Malawi, officially the Republic of Malawi, is a landlocked country in Southeastern Africa bordered by Tanzania, Zambia, and Mozambique. It is one of the smallest countries in Africa with an area of 45,460 square miles and an estimated population of 16.8 million. Lilongwe is the country’s capital and largest city. It is under the leadership of the president who is elected democratically. English is the country’s official language, but other ethnic languages are used. The people of Malawi are mainly Bantus divided into several ethnic groups with different religious beliefs.
Religious Beliefs In Malawi
44% of the entire population in Malawi are Protestant Christians. The country has experienced a rapid growth in Protestantism in recent times. The main aim of the churches is to bring out holistic growth in which Christians are committed to both the church and making a difference in their country and society.

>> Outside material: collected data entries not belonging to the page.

PR #1230, opened 2017-10-24
WIP centralize git operation side effects

kuychaco:
The purpose of this PR is to centralize all of the side effects associated with git operations, such as error-handling, showing notifications, prompting, and setting progress state. Previously this logic resided in controllers and views which coupled the side effect to a particular piece of the UI. This refactor ensures that a "push" will do the same thing regardless of whether it's triggered from the `PushPullMenuView` or from the GitHub panel as part of creating a PR.

The implementation includes the creation of an `ActionPipeline` for each git operation (push, pull, fetch, commit, checkout) followed by middleware registration for each side effect ('confirm-force-push', 'set-push-in-progress', etc). The pipelines are passed to the `Repository`, which executes the pipeline actions associated with each git operation.

Relies on https://github.com/atom/atom/pull/16294
Supersedes some of the work in #1138

TODO:
- [x] in progress spinner doesn't stop after error message appears
- [x] :fire: ModelStateRegistry and move amending/commit message state to repo
- [x] fix flicker when checking out existing branch (takes time or `currentBranch` to update)
- [x] add progress indicator for checkout
- [x] operationStates is not defaulting to empty object (set as defaultProp in the meantime)
- [x] convert remote interactions
- [x] convert checkout
- [x] convert commit
- [x] extract pipeline setup from `GithubPackage`
- [x] extract action to set in-progress state


lib/github-package.js
```diff
@@ -80,6 +83,110 @@ export default class GithubPackage {
...
+          console.error(error);
+          this.notificationManager.addError('Unable to push', {
+            description: `<pre>${error.stdErr}</pre>`,
+            dismissable: true,
+          });
+        }
+        return error;
+      }
+    });
+    pushPipeline.addMiddleware('set-push-in-progress', async (next, repository, branchName, options) => {
```
BinaryMuse: 👍

lib/models/repository-states/state.js
```diff
@@ -438,6 +449,11 @@ export default class State {
     return this.repository.state;
   }
 
+  // pipeline
+  executePipelineAction(...args) {
+    return this.repository.executePipelineAction(...args);
+  }
+
```
BinaryMuse: Does this need to be here on `State`?

lib/github-package.js
```diff
@@ -263,6 +370,7 @@ export default class GithubPackage {
 
     ReactDom.render(
       <RootController
+        pipelineManager={this.pipelineManager}
```
BinaryMuse: Since the pipelines live in the Repo now, we don't need to pass these down through the JSX, right?

kuychaco: oh yeah, good catch 👍

lib/models/repository-states/state.js
kuychaco: Yeah, it's either this, or in the `Present` class we call `this.repository.executePipelineAction(...)` directly. I decided to put a method on `State` for convenient access. Open to other thoughts if you have them.

test/controllers/git-tab-controller.test.js
```diff
@@ -105,30 +107,26 @@ describe('GitTabController', function() {
   });
 
   it('displays the staged changes since the parent commit when amending', async function() {
-    const didChangeAmending = sinon.spy();
     const workdirPath = await cloneRepository('multiple-commits');
     const repository = await buildRepository(workdirPath);
     const ensureGitTab = () => Promise.resolve(false);
+    // TODO: check that git tab opens in root controller when mrege conflict
```
smashwilson: Ooh I like that this is a thing we can do, now.

lib/github-package.js
```diff
@@ -415,9 +419,12 @@ export default class GithubPackage {
   @autobind
   async cloneRepositoryForProjectPath(remoteUrl, projectPath) {
     const context = this.contextPool.getContext(projectPath);
+    // TODO: do we need to pass pipelineManager? or is this discarded immediately & recreated later in workdir context
```
smashwilson: The `Repository` created here is indeed just discarded immediately; the "real" one will be created later by `getNextContext()`, either triggered by the `project.addPath()` call down below, or when you open a file in the new project.

But, I'd still give it a pipelineManager just the same. It makes it easier to reason about because we never have to worry about whether or not a given `Repository` has a manager or not.

lib/github-package.js
```diff
@@ -415,9 +419,12 @@ export default class GithubPackage {
...
     const repository = context.isPresent() ? context.getRepository() : new Repository(projectPath);
 
     await repository.clone(remoteUrl);
+    // TODO: ask Ash
+    // repository.destroy()
```
smashwilson: Hah, this is tricky because we only _need_ to call `.destroy()` here if the `: new Repository(projectPath)` branch is followed up above. Otherwise, we already had a `WorkdirContext` in the pool for the path we're trying to clone to, and it'll be destroyed by the pool when `getNextContext()` fires. We _can't_ destroy it if the `context.getRepository()` branch is followed and that Repository is in a state like Present, because we'd still need it for further operations in that git repo... but, if it's Present, the `.clone()` call should throw anyway. So I think this line is safe 🤞

lib/controllers/commit-view-controller.js
```diff
@@ -118,60 +105,54 @@ export default class CommitViewController {
...
-    const choice = this.props.confirm({
-      message: 'One or more text editors for the commit message are unsaved.',
-      detailedMessage: 'Do you want to commit and close all open commit message editors?',
-      buttons: ['Commit', 'Cancel'],
-    });
-    return choice === 0;
+  @autobind
+  async commit(message) {
+    // TODO: better way? can this logic just reside in the pipeline registry
+    if (this.getCommitMessageEditors().length > 0) {
```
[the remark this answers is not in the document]
kuychaco: Ooh yeah that's an interesting thought. I was more wondering how to best handle the fact that `commit` gets passed different arguments depending on if we're committing from the commit box or an editor. So it's either have the conditional logic here, or put it elsewhere and pass both the file path and message on from here. It's a small sort of nit-picky thing though. At least having the conditional here, we're very explicit around what argument will be used.

lib/get-repo-pipeline-manager.js
```diff
@@ -0,0 +1,204 @@
...
+
+  const fetchPipeline = pipelineManager.getPipeline(pipelineManager.actionKeys.FETCH);
+  fetchPipeline.addMiddleware('set-fetch-in-progress', async (next, repository) => {
+    repository.getOperationStates().setFetchInProgress(true);
+    try {
+      await next();
+    } finally {
+      repository.getOperationStates().setFetchInProgress(false);
+    }
+  });
```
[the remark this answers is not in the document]
kuychaco: Yeah, it would make things much less repetitive and I do like "clever". My small concern is that would make it harder to grep through the code to find all places where `setThingInProgress` is used. And if this file gets separated into multiple files for each operation (say after it grows a bunch), then we'd have to pull in `createInProgressMiddleware` from a different file and it's less immediately clear from glancing at the code what is happening.

lib/models/repository-states/state.js
```diff
@@ -421,6 +421,43 @@ export default class State {
     return null;
   }
 
+  // Atom repo state
+
+  @shouldDelegate
+  getOperationStates() {
+    return null;
```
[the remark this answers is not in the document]
kuychaco: ooh yeah 👍

lib/get-repo-pipeline-manager.js
```diff
@@ -0,0 +1,204 @@
...
+            ' Try pulling before pushing again. Or, to force push, hold `cmd` or `ctrl` while clicking.',
+          dismissable: true,
+        });
+      } else {
+        notificationManager.addError('Unable to push', {
+          description: `<pre>${error.stdErr}</pre>`,
+          dismissable: true,
+        });
+      }
+      throw error;
```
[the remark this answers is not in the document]
kuychaco: Yes exactly, to propagate to the rest of the middleware so they can act accordingly. And in the case of `checkout`, the BranchMenuView relies on catching an error to restore controls (we disable the UI when checkout is in progress). 

I'm leaning towards adopting a pattern of having pipeline middleware always re-throw caught errors and having the views be responsible for making the final determination of what to do with them. 

```
  pull() {
    try {
      return this.props.pull();
    } catch (error) {
      if (error instanceof GitError) {
        console.warn('Non-fatal', error);
      } else {
        throw error;
      }
      return null;
    }
  }
```

test/controllers/git-tab-controller.test.js
Arcanemagus: Also `mrege` -> `merge`.

lib/controllers/git-tab-controller.js
```diff
@@ -269,26 +267,8 @@ export default class GitTabController {
...
-        throw e;
-      }
-    }
-  }
-
-  @autobind
-  setAmending(isAmending) {
-    this.props.didChangeAmending(isAmending);
+  commit(message) {
+    return this.getActiveRepository().commit(message, {amend: this.isAmending()});
```
BinaryMuse: Since `this.isAmending()` calls out to `this.getActiveRepository()` itself, could we move the boolean into the `Repository#commit` method instead of passing it in as an option?

lib/views/branch-menu-view.js
```diff
@@ -79,73 +94,78 @@ export default class BranchMenuView extends React.Component {
...
+    if (this.editorElement) {
+      this.editorElement.getModel().component.setInputEnabled(false);
+      this.editorElement.classList.remove('is-focused');
+    }
+  }
+
+  @autobind
+  restoreControls() {
+    if (this.editorElement) {
+      this.editorElement.getModel().component.setInputEnabled(true);
```
BinaryMuse: Is this a public API? Can we count on it remaining stable?

ungb:
I went through and tested the following on mac(I'll test on linux and windows this week):
-Commit new changes
- Push
- Force Push
- Pull 
- Fetch 
- Create new branch and push 
- Switching branches

kuychaco:
Quick status update: This PR is temporary blocked on https://github.com/atom/atom/pull/16294 (adding a text editor `readonly` state). Currently waiting on input.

Sunni Islam is the second largest religion in Malawi. It was introduced in Malawi by the Arabs and the Swahili traders during the barter trade of ivory, gold, and slaves. Traders from the Kilwa Sultanate and two other Muslim teachers played a significant role in its spread before the 19th century. Over the years, missionary work by Muslim groups has been done to promote the religion in Malawi. Mosques have been built in every town, Islamic schools and learning centers, and a Muslim broadcasting station. 19% of the country’s population adhere to this religion
Roman Catholic Christianity
The Roman Catholic Church in Malawi is part of the worldwide Catholic Church in Rome under the leadership of the Pope. Catholicism was introduced in Malawi by the first Catholic missionaries in 1889. Five years after the arrival of Catholicism in Malawi, three mission stations were permanently set up to enhance its spread. The first Malawian priest was ordained in 1938 by the white fathers. Roman Catholics comprise 18% of the nation's total population.
Apart from Protestants and the Roman Catholics, there are other small denominations like Baptists, seven-day Adventists, Jehovah’s witnesses, and Anglicans forming 13% of the population. Several missionaries like bishops encouraged the spread of other forms of Christianity and translated the Bible into the Chichewa language. Under the rule of Malawi’s first president, Christianity was favored and several churches built.
Traditional Religions Still Practiced
Despite influences from the missionaries and Arab traders, 6% of the Malawian population still hold on to their traditional African beliefs that focuses on belief in a supreme being, spirits, veneration of the death, use of magic as well as traditional witchcraft.